The Rate, Amplitude and Duration of Outbursts from Class 0 Protostars in Orion

TL;DR

This study systematically investigates outbursts from Class 0 protostars in Orion, revealing frequent, long-lasting bursts that significantly contribute to mass accretion, driven by disk instabilities triggered by rapid infall.

Contribution

First systematic detection and analysis of outbursts in Class 0 protostars, establishing their frequency, duration, and impact on mass accretion during early star formation.

Findings

Detected three outbursts with ≥2 mag change in Orion Class 0 protostars.

Class 0 protostars burst approximately every 438 years.

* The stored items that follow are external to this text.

Issue #742, opened 2019-05-14
Fix GPL games


cxong:
Usually games use GPL2 or GPL3. There is a GPL version 1 but it is very rare; most games currently listed as GPL are most likely misclassified.

- Check all the games currently listed as GPL, change as necessary: https://github.com/opengaming/osgameclones/search?q=GPL&unscoped_q=GPL
- Add a Danger check if the license is GPL

tzizi:
Maybe `GPL` could also be renamed to `GPL1` to make it clearer to both users of the site, and people creating pull requests?

cxong:
Similar thing with LGPL actually - there is no version 1, so it should be removed altogether

cxong:
Hopefully having it called `GPL1` will prevent people from using it by mistake

PR #744, opened 2019-05-15
Fixing GPL license

pehsa:
I do not find GPL version specification for 3 games:
- Interstate Outlaws
- Duck Rehunt
- rawgl

### DIFF
--- a/games/g.yaml
+++ b/games/g.yaml
@@ -62,7 +62,7 @@
 - name: Geometry Wars Remake
   lang: Java
   license:
-  - Artistic
+  - As-is
   development: halted
   originals:
   - Geometry Wars
--- a/games/g.yaml
+++ b/games/g.yaml
@@ -62,7 +62,7 @@
 - name: Geometry Wars Remake
   lang: Java
   license:
-  - GPL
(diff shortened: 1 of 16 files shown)


pehsa:
#742

games/g.yaml
```diff
@@ -62,7 +62,7 @@
 - name: Geometry Wars Remake
   lang: Java
   license:
-  - GPL
+  - Artistic
```
cxong: I'm not sure about this license; this repo is in google code so it's not easy to check, but is there an actual license file? I wonder why it would be listed as "Artistic License/GPL" on the project page. It could be some default value, like the first option in a dropdown.

pehsa: Yeah, the Google Code default is Artistic/GPL, but no GPL version specification on the site. I think the Artistic license for the assetts and GPL for the code...

cxong: If the license files cannot be found, this should be As-is

pehsa: Changed the Artistic licenses to As-is and modified the 3 games too, which was unable to determine the version.

PR #746, opened 2019-05-17
Add Cave Story Engine 2

pehsa:


games/c.yaml
```diff
@@ -173,6 +173,26 @@
...
+  
+- name: Cave Story Engine 2
+  type: remake
+  originals:
+  - Cave Story
+  repo: https://github.com/cuckydev/Cave-Story-Engine-2
+  development: active
+  status: playable
+  lang:
+  - C
```
```suggestion
```
github detects header files as C but I think the project is pure C++, as shown in the makefile

PR #750, opened 2019-05-21
Add Grimsonland

pehsa:


games/g.yaml
```diff
@@ -278,6 +278,23 @@
...
+  repo: https://github.com/BrooklynKing/Grimsonland
+  url: http://brooklynking.github.io/Grimsonland/
+  development: halted
+  status: playable
+  lang:
+  - JavaScript
+  framework:
+  - Phaser
+  license:
+  - As-is
```
cxong:
```suggestion
  - MIT
```
See https://github.com/BrooklynKing/Grimsonland/blob/master/package.json#L10

PR #769, opened 2019-06-06
Mark "Hedgewars" as playable

utdemir:
It is playable even more so than the original, with decent amount of active games on any time of the day.

### DIFF
--- a/games/h.yaml
+++ b/games/h.yaml
@@ -130,7 +130,7 @@
   status: playable
   repo: http://hg.hedgewars.org/hedgewars/
   type: clone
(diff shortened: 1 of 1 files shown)


games/h.yaml
```diff
@@ -127,6 +127,7 @@
   development: active
   originals:
   - Worms Series
+  status: playable
   repo: http://hg.hedgewars.org/hedgewars/
   type: clone
   updated: 2017-10-23
```
cxong:
```suggestion
  updated: 2019-06-07
```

Bursts last over nine years with significant variability.

Abstract

At least half of a protostar's mass is accreted in the Class 0 phase, when the central protostar is deeply embedded in a dense, infalling envelope. We present the first systematic search for outbursts from Class 0 protostars in the Orion clouds. Using photometry from Spitzer/IRAC spanning 2004 to 2017, we detect three outbursts from Class 0 protostars with $\ge 2$ mag changes at 3.6 or 4.5 $\mu$m. This is comparable to the magnitude change of a known protostellar FU Ori outburst. Two are newly detected bursts from the protostars HOPS 12 and 124. The number of detections implies that Class 0 protostars burst every 438 yr, with a 95% confidence interval of 161 to 1884 yr. Combining Spitzer and WISE/NEOWISE data spanning 2004-2019, we show that the bursts persist for more than nine years with significant variability during each burst. Finally, we use $19-100$ $\mu$m photometry from SOFIA, Spitzer and Herschel to measure the amplitudes of the bursts. Based on the burst interval, a duration of 15 yr, and the range of observed amplitudes, 3-100% of the mass accretion during the Class 0 phase occurs during bursts. In total, we show that bursts from Class 0 protostars are as frequent, or even more frequent, than those from more evolved protostars. This is consistent with bursts being driven by instabilities in disks triggered by rapid mass infall. Furthermore, we find that bursts may be a significant, if not dominant, mode of mass accretion during the Class 0 phase.